## Task prompt
What lines in the data below mention the string "authn"? Copy them out.
******
PR #195, opened 2020-06-24
Implement fetching list of AWS accounts from Okta

### LINKED ISSUE #193: Implement listing available AWS accounts from Okta IDP
Can filter User's apps by key "amazon_aws" to get all the AWS accounts the user's have access to via Okta

boarnoah:
closes #193


Bmx.Core/BmxCore.cs
```diff
@@ -70,7 +62,25 @@ public class BmxCore {
 				// TODO: Remove need for input here, Push style flows have no user input on app here
 				// ex: https://developer.okta.com/docs/reference/api/authn/#response-example-waiting
 				PromptMfaInput( selectedMfa.Name );
+				throw new NotImplementedException();
 			}
+
+
+			// TODO: Decouple this more, there is an implicit understanding its an Okta AWS app
```
neverendingqs, line 69: Ah because users can manually add their own login that isn't SAML?

Bmx.Core/BmxCore.cs
```diff
@@ -70,7 +62,25 @@ public class BmxCore {
...
+
+			int selectedAccountIndex = -1;
+
+			if( account != null ) {
+				selectedAccountIndex = Array.IndexOf( accounts.Select( s => s.ToLower() ).ToArray(), account );
+			}
+
+			if( account == null || selectedAccountIndex == -1 ) {
+				selectedAccountIndex = PromptAccountSelection( accounts );
+			}
```
neverendingqs, line 81: Not sure if you were planning to do this in another PR, but thoughts on logging a message if an account isn't found?

Bmx.Core/BmxCore.cs
```diff
@@ -70,7 +62,25 @@ public class BmxCore {
...
+
+			// TODO: Decouple this more, there is an implicit understanding its an Okta AWS app
+			var accounts = await _identityProvider.GetAccounts( "amazon_aws" );
+			account = account?.ToLower();
+
+			int selectedAccountIndex = -1;
+
+			if( account != null ) {
+				selectedAccountIndex = Array.IndexOf( accounts.Select( s => s.ToLower() ).ToArray(), account );
+			}
```
neverendingqs, line 77: I think you can use `FirstOrDefault()` here if you want. That might be more succinct.

```cs
account = accounts
  .Select( s => s.ToLower() )
  .FirstOrDefault( s => s == account );
```

Bmx.Idp.Okta/models/SessionOptions.cs
```diff
@@ -0,0 +1,9 @@
+﻿namespace Bmx.Idp.Okta.models {
```
neverendingqs, line 1: Double-check: did you intentionally not capitalize `models`?

Bmx.CommandLine/CommandLine.cs
```diff
@@ -18,6 +18,10 @@ class StubIdp : IIdentityProvider {
 		public Task<bool> ChallengeMfa( int selectedMfaIndex, string challengeResponse ) {
 			throw new NotImplementedException();
 		}
+
+		public Task<string[]> GetAccounts( string accountType ) {
+			throw new NotImplementedException();
```
neverendingqs, line 23: Double-check: this will be updated in another PR?

Bmx.Idp.Okta/OktaClient.cs
```diff
@@ -13,7 +15,16 @@ public class OktaClient : IIdentityProvider {
 		private readonly JsonSerializerOptions _serializeOptions =
 			new JsonSerializerOptions {PropertyNamingPolicy = JsonNamingPolicy.CamelCase,};
 
-		private static readonly HttpClient HttpClient = new HttpClient();
+		private static readonly CookieContainer CookieContainer = new CookieContainer();
+
+		private static readonly HttpClient HttpClient = new HttpClient( new HttpClientHandler {
+			CookieContainer = CookieContainer
+		} );
```
neverendingqs, line 22: Curious: why static? It seems like every instance of this class should have their own HttpClient.

Bmx.Idp.Okta/OktaClient.cs
```diff
@@ -46,37 +58,62 @@ public class OktaClient : IIdentityProvider {
...
+				new StringContent( JsonSerializer.Serialize( sessionOptions, _serializeOptions ), Encoding.Default,
+					"application/json" ) );
+			return await JsonSerializer.DeserializeAsync<OktaSession>( await resp.Content.ReadAsStreamAsync(),
+				_serializeOptions );
+		}
+
+		private async Task<OktaApp[]> GetAccountsOkta( string userId ) {
+			var resp = await HttpClient.GetAsync( $"users/{userId}/appLinks" );
+			return await JsonSerializer.DeserializeAsync<OktaApp[]>( await resp.Content.ReadAsStreamAsync(),
+				_serializeOptions );
```
neverendingqs, line 116: Minor: In case you haven't considered this already: it looks like `HttpClientJsonExtensions` contains a `GetFromJson()` you can use. Not sure it supports the same serialization options though.

Bmx.Idp.Okta/OktaClient.cs
```diff
@@ -46,37 +58,62 @@ public class OktaClient : IIdentityProvider {
...
 			var resp = await HttpClient.PostAsync( $"authn/factors/{authOptions.FactorId}/verify",
-				new StringContent( JsonSerializer.Serialize( authOptions, _serializeOptions ) ) );
+				new StringContent( JsonSerializer.Serialize( authOptions, _serializeOptions ), Encoding.Default,
+					"application/json" ) );
 			return await JsonSerializer.DeserializeAsync<AuthenticateResponseSuccess>(
 				await resp.Content.ReadAsStreamAsync(), _serializeOptions );
 		}
+
+		private async Task<OktaSession> CreateSessionOkta( SessionOptions sessionOptions ) {
+			var resp = await HttpClient.PostAsync( "sessions",
```
neverendingqs, line 106: Similar: `HttpClientExtensions` has a `PostAsJsonAsync()` in case you haven't considered it already.

Bmx.Idp.Okta/OktaClient.cs
boarnoah: It does, doesn't seem to be present in .NET Core 3.1, added in 5.0+.

Bmx.Idp.Okta/OktaClient.cs
boarnoah: Good catch, there is no reason for it to be static since if there was somehow multiple instances they should have their own isolated context and cookies.

Bmx.Idp.Okta/OktaClient.cs
neverendingqs: Ah gotcha. Sorry forgot to check version numbers of the docs.

Bmx.Idp.Okta/models/SessionOptions.cs
boarnoah: Nope, just force of habit. Addressed this.

Bmx.Core/BmxCore.cs
boarnoah: Needed the index specifically, since within Idp.Okta the Accounts are in an array with more Okta specific information (links, Ids etc...), whereas BMX Core only needs to care about the names of the accounts (it gets a string array).

Consistent to how MFA Factors was handled.

Bmx.Core/BmxCore.cs
boarnoah: Yep, there is a lot more to be done in terms of handling things that aren't on the happy path:
- Handling API errors from Okta (due to invalid values passed for credentials, mfa tokens etc...) or this
- Handling any other type of error, unable to contact Okta or expired sessions.

Thinking of handling them by having the Identity or Service providers throw exceptions that Bmx Core can notify the app (in this case CommandLineApp to notify the user about before exiting).

.NET Core has good handling for easily swappable logging, so an actual log to file might be a good idea as well. Will create an issue for this.

Bmx.CommandLine/CommandLine.cs
boarnoah: For integration tests will need to write a more fleshed out mock identity provider, Think at present its best if I remove this StubIdp all together.

Bmx.Core/BmxCore.cs
boarnoah: Could you elaborate on this, my understanding is current AWS apps within Okta will all follow the same convention (in terms of API response). Is it possible for users to manually add an AWS account on Okta? 

This todo was more in the context that I need to move the "amazon_aws" string out of Bmx Core into a app settings.

neverendingqs: > This todo was more in the context that I need to move the "amazon_aws" string out of Bmx Core into a app settings.

Ah gotcha

Sometimes, Okta offers to save username / password pairs for you as you sign into stuff (e.g. LMS). I thought you were referring to someone that added an AWS account manually. It's an edge case, and maybe it already gets filtered out by the time the code is here?

boarnoah: Did a few tests, as far as I can tell those do not get saved as "amazon_aws" in Okta. 

However I'm not 100% sure on these results, it does seem like an edge case. My understanding isn't supposed BMX to handle manually added credentials, requires further investigation.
******
## Result of this task
 				// ex: https://developer.okta.com/docs/reference/api/authn/#response-example-waiting
 			var resp = await HttpClient.PostAsync( $"authn/factors/{authOptions.FactorId}/verify",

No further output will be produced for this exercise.